ABOUT THIS EXERCISE: A single number is the answer: the count of lines below that contain "ValueError".

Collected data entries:
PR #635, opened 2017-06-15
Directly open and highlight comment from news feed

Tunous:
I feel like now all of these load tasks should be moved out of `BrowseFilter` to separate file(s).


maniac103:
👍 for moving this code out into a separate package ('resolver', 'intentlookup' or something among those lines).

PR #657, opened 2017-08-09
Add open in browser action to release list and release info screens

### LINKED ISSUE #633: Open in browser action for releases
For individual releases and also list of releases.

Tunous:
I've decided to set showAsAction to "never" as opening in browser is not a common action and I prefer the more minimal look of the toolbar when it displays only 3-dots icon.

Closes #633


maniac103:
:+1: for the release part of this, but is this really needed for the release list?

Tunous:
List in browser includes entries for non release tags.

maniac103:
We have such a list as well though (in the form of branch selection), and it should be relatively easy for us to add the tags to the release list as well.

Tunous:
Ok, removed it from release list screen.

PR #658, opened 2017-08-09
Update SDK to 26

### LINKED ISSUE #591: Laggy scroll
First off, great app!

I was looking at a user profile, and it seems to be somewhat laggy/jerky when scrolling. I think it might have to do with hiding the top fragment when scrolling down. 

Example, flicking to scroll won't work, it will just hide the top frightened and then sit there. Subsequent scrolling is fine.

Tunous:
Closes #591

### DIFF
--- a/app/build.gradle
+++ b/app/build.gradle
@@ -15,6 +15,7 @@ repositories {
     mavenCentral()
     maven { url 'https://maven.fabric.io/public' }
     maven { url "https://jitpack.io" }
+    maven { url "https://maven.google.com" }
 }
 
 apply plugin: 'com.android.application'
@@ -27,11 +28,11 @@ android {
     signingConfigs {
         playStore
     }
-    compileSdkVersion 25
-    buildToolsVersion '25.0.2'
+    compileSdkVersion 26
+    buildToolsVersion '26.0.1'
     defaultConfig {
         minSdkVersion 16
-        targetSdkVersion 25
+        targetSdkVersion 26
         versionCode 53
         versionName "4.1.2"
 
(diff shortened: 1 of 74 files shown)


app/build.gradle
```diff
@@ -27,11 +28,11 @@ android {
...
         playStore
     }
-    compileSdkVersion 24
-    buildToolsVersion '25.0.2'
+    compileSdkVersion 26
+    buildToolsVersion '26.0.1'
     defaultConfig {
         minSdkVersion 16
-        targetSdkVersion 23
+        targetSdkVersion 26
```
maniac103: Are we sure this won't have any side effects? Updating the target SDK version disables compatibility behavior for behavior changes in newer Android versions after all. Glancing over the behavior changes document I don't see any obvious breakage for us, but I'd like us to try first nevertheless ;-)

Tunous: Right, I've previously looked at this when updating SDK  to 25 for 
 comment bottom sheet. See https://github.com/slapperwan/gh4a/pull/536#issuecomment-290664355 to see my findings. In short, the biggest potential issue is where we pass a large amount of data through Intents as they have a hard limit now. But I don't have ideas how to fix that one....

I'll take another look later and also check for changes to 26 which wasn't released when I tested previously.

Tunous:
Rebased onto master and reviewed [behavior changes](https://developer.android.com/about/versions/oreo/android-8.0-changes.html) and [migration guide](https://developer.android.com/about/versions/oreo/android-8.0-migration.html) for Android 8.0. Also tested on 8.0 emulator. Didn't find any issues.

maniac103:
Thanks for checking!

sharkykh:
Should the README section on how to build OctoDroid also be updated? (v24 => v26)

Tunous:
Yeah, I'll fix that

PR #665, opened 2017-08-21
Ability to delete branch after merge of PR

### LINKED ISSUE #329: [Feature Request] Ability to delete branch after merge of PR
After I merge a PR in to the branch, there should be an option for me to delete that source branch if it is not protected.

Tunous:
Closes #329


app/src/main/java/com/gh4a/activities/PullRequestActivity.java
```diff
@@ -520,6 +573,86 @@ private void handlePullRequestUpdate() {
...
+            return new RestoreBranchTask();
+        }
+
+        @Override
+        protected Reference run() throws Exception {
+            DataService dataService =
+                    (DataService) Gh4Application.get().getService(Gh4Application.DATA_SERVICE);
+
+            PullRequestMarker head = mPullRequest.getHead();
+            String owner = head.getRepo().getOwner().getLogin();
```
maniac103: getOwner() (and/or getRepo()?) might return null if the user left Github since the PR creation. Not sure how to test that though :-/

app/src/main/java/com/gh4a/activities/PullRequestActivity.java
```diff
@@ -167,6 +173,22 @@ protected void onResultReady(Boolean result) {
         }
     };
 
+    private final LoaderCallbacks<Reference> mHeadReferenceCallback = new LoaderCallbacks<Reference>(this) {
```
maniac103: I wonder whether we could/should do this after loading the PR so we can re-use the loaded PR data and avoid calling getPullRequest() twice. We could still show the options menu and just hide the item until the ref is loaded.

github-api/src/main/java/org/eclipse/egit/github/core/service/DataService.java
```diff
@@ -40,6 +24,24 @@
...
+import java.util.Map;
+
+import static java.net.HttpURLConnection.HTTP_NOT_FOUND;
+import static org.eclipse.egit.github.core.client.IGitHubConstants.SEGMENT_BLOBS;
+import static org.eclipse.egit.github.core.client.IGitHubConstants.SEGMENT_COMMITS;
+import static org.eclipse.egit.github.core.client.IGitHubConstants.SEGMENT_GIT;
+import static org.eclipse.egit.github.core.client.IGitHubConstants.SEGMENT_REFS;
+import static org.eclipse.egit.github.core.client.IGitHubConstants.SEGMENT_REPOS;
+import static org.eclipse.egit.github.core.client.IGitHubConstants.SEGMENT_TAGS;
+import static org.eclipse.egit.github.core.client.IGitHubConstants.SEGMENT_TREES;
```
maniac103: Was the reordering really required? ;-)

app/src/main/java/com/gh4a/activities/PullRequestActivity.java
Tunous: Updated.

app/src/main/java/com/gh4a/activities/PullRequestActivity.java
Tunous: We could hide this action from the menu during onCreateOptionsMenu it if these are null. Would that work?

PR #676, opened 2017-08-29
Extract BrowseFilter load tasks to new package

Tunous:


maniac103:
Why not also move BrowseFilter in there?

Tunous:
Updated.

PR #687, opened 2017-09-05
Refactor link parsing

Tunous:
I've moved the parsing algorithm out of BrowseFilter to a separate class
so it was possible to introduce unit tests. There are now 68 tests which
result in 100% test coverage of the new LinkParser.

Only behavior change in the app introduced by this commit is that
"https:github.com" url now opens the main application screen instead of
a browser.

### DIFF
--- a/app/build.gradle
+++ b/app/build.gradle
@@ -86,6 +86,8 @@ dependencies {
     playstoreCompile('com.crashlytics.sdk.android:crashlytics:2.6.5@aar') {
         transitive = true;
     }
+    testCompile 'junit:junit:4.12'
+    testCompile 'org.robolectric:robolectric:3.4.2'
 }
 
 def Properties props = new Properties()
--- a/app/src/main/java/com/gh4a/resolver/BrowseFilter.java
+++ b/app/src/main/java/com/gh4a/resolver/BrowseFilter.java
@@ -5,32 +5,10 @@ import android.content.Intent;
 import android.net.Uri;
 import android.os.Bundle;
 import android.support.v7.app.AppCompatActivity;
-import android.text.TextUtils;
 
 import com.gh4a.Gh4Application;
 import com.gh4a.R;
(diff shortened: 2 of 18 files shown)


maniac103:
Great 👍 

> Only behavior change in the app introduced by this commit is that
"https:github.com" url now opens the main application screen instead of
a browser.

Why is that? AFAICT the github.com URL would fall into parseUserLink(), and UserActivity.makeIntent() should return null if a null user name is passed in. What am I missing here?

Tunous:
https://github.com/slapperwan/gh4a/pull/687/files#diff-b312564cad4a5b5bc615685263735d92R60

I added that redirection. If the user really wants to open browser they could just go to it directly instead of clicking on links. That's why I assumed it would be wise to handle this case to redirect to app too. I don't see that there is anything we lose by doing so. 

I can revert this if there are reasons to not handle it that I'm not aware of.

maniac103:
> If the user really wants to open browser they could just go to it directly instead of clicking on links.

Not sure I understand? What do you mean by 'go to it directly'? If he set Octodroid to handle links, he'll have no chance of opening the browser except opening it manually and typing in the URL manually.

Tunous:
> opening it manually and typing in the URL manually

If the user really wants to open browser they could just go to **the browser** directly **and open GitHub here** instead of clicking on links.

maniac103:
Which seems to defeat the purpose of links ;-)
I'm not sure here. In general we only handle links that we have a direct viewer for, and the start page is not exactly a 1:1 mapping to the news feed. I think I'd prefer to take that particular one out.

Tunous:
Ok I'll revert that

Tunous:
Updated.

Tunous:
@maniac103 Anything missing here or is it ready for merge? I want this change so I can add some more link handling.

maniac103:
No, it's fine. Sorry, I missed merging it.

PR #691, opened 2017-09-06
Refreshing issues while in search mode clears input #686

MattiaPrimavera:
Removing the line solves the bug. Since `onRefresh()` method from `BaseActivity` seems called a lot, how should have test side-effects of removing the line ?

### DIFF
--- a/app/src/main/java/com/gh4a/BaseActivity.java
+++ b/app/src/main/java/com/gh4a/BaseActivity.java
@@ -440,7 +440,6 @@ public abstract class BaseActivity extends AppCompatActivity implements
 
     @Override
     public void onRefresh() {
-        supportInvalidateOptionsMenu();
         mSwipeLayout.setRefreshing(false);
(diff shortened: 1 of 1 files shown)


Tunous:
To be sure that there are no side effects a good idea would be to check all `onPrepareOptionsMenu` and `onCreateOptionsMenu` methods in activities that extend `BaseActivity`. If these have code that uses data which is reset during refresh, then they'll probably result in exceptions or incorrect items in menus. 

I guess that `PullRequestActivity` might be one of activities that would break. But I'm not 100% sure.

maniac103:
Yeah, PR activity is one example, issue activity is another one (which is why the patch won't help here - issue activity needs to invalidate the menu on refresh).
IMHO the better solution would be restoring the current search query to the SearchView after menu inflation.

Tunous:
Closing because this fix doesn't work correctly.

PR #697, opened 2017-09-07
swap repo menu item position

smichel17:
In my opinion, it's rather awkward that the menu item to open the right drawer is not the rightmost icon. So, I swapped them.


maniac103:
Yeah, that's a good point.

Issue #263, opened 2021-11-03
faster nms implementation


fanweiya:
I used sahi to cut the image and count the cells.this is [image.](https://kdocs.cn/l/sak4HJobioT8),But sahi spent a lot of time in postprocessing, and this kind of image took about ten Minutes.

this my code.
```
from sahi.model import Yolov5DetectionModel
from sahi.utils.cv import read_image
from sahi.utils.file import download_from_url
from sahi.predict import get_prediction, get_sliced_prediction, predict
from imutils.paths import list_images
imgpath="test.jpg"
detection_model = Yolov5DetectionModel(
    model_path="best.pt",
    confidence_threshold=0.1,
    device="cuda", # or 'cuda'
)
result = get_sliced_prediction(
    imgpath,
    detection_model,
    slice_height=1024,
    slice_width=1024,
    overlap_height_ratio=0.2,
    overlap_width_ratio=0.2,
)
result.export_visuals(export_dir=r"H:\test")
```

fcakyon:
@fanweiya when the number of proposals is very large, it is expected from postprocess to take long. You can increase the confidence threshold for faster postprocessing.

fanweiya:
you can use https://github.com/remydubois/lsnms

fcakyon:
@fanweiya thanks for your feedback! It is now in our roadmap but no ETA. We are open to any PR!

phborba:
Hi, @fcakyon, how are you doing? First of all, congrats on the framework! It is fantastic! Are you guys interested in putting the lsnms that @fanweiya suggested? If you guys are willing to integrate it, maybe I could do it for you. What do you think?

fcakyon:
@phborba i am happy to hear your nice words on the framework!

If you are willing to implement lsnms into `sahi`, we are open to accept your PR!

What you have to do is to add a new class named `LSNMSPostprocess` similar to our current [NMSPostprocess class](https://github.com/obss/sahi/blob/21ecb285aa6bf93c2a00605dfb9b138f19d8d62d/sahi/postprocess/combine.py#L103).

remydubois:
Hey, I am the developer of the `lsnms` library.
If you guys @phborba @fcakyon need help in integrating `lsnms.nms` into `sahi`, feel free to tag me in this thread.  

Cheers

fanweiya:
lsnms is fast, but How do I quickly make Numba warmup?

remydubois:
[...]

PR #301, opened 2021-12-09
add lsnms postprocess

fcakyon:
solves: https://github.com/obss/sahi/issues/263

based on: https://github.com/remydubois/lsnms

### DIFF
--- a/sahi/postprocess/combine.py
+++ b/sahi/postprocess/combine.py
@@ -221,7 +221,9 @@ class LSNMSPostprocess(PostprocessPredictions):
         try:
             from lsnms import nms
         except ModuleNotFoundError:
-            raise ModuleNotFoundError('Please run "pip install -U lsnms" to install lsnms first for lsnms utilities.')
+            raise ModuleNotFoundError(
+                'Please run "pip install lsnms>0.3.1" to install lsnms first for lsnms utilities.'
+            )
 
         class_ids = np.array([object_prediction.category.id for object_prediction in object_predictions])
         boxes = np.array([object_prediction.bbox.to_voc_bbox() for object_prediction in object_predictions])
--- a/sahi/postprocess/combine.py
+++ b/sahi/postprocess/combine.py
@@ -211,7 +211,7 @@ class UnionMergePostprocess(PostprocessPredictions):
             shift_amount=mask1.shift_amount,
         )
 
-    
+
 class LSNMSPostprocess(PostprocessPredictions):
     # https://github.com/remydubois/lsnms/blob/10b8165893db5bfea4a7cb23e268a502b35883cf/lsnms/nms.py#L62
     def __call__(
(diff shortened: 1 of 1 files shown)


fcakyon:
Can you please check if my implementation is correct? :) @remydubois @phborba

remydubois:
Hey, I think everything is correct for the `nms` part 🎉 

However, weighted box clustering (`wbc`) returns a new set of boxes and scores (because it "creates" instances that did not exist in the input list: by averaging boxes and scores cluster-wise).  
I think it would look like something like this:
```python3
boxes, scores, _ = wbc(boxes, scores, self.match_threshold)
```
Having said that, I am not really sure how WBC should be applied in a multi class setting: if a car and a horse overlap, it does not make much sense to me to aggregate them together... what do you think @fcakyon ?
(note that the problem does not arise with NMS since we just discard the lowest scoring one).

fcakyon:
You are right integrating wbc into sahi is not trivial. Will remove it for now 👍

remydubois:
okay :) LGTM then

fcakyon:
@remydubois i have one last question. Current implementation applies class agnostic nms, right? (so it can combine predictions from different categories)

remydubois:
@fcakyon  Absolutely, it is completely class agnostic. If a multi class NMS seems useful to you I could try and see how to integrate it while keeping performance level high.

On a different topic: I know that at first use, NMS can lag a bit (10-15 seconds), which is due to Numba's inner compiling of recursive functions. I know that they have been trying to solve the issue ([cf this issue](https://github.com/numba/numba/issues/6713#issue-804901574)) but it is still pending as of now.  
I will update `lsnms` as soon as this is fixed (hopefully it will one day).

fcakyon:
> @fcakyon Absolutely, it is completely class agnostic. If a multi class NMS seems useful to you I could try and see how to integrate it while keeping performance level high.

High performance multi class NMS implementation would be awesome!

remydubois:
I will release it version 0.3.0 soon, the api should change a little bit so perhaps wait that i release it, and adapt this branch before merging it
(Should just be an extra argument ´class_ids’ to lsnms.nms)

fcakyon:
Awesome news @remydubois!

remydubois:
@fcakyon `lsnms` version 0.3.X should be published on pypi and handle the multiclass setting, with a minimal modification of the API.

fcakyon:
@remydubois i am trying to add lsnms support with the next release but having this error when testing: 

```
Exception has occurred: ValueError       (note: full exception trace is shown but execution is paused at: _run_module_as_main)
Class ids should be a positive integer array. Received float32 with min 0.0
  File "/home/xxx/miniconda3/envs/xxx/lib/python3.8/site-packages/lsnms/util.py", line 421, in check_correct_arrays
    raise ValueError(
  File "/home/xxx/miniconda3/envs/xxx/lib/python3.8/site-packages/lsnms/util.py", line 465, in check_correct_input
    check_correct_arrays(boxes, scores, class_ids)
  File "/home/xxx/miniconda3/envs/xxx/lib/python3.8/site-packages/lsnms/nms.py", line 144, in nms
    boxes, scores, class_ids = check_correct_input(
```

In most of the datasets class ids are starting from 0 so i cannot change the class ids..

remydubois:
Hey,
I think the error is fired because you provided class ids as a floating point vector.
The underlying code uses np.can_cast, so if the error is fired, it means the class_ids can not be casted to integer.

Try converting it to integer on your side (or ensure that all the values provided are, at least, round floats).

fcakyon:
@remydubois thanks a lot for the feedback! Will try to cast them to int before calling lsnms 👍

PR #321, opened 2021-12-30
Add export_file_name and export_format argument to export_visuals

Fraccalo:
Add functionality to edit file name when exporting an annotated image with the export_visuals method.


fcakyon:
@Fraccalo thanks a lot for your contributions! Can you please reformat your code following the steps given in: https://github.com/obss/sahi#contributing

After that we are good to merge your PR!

OUTPUT FOR THIS EXERCISE: 2